P., & Taggart, F. (Summer 2012). Scholarish: Google Scholar and its Value
to the Sciences. Issues in Science and Technology Librarianship.
doi:10.5062/F4MK69T9
Firstly, I should note that all of the authors are graduate
students at the School of Library and Information Science at Indiana
University. I must commend them and
Brian Winterman who helped them through the research process. I was very impressed by the thoroughness of
this research on a very timely topic. I
would like to make comments about some of the remarks in this paper and then
make some of my own.
· The authors stated they tried unsuccessfully to
obtain information from Google on inclusion guidelines and methods and
approaches of the company. No
information was provided on what sources are crawled for indexing, how citation
information is gathered, or what if any business partnerships exist between
Google and publishers. Certainly
publishers such as Elsevier, Chemical Abstracts Service, Thomson-Reuters and
many others are responsive to librarians who are their customers. Just what is Google’s motivation for
producing Scholar?
·
When I do cited reference searches for faculty,
I only use Web of Science, Scopus, and Scifinder Scholar. Faculty often report that the numbers in
Google Scholar are higher. When they are
up for promotion or tenure they “fight” for every cited reference. We tell them that Google Scholar often
includes non peer-reviewed sources which inflate their total.
·
I never mention Google Scholar when teaching
classes.

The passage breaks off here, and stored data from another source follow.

PR #35, opened 2017-06-17
Added support for the --encoding parameter en bblfsh client cmd

juanjux:
Small change to support a --encoding parameter in the server. This PR depends on https://github.com/bblfsh/sdk/pull/131.

### DIFF
--- a/cmd/bblfsh/client.go
+++ b/cmd/bblfsh/client.go
@@ -22,6 +22,7 @@ type clientCmd struct {
 	RuntimePath string `long:"runtime-path" description:"runtime path for standalone mode" default:"/tmp/bblfsh-runtime"`
 	ImageRef    string `long:"image" value-name:"image-ref" description:"image reference to use (e.g. docker://bblfsh/python-driver:latest)"`
 	Language    string `long:"language" description:"language of the input" default:""`
+	Encoding    string `long:"encoding" description:"encoding used in the source file" default:"UTF8"`
 	Args        struct {
 		File string `positional-arg-name:"file" required:"true"`
 	} `positional-args:"yes"`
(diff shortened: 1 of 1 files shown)


cmd/bblfsh/client.go
```diff
@@ -39,10 +40,19 @@ func (c *clientCmd) Execute(args []string) error {
 		run = c.runStandalone
 	}
 
+	var encoding protocol.Encoding
+	switch(c.Encoding) {
+	case "Base64":
+		encoding = protocol.Base64
+	default:
+		encoding = protocol.UTF8
```
abeaumont: Since the parameter is optional, I think a better default would be to leave it undefined

juanjux: Well this cover the switch case for "UTF8" and the "no encoding specified" and since the default is UTF8 anyway it's the same result with an ugly empty or missing `default` less.

alcortesm:
> alcortesm approved these changes 3 days ago

:)

cmd/bblfsh/client.go
abeaumont: Sorry, from https://github.com/bblfsh/sdk/pull/131#issuecomment-309488209 I misunderstood that the encoding was optional at the protocol level, but I see in the implementation that it is mandatory, then it doesn't make sense to leave it undefined.

smola:
I'm merging this to keep compatibility with the latest drivers. But let's talk on Monday, I think encoding should be an optional field in the protocol and default to UTF-8.

juanjux:
@smola thats exact how it works.

juanjux:
Closing this one (can't add commits after approval), adding this + the glide.lock fix to github.com/bblfsh/server/pull/45

PR #38, opened 2017-06-26
[fix][vendoring] Rename simple-linguist to enry

juanjux:
Simple rename of simple-linguist to enry in the Glide files and one source file. This actually fix the build of the server for me (previously it gave an error about an "internal reference" to a module), which should not happen since in theory they're the same tags but happens anyway.

### DIFF
--- a/glide.lock
+++ b/glide.lock
@@ -223,7 +223,7 @@ imports:
   - transport
 - name: gopkg.in/src-d/go-errors.v0
   version: 0c303ec4c027302259ec1738f19f515aad25f13f
-- name: gopkg.in/src-d/simple-linguist.v1
+- name: gopkg.in/src-d/enry.v1
   version: 708f2e40bf35cdc6760a11293cad0a8e632b31a1
 - name: gopkg.in/toqueteos/substring.v1
   version: c5f61671513240ddf5563635cc4a90e9f3ae4710
--- a/glide.yaml
+++ b/glide.yaml
@@ -29,7 +29,7 @@ import:
   - http2
 - package: github.com/oklog/ulid
 - package: github.com/Sirupsen/logrus
-- package: gopkg.in/src-d/simple-linguist.v1
+- package: gopkg.in/src-d/enry.v1
 testImport:
 - package: github.com/stretchr/testify
   subpackages:
--- a/language.go
+++ b/language.go
@@ -11,7 +11,7 @@ import (
 func GetLanguage(filename string, content []byte) string {
 	lang := enry.GetLanguage(filename, content)
 	if lang == "" {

I feel that I must teach
students to search the databases that are paid for by NJIT. I wonder if any libraries cut databases and
told their patrons to search Google Scholar.
·
The authors state that Google Scholar uniquely
retrieved items served to fill research gaps and demonstrated its value to find
information on obscure topics.
·
On the negative side Google Scholar ranks its
results using the complex algorithms of a search engine and does not provide a
thesaurus or a way to sort the results.
·
The authors provide a lengthy bibliography or articles that compare
Google Scholar to bibliographic databases by commercial publishers.
I highly suggest reading this article especially since it is
open access.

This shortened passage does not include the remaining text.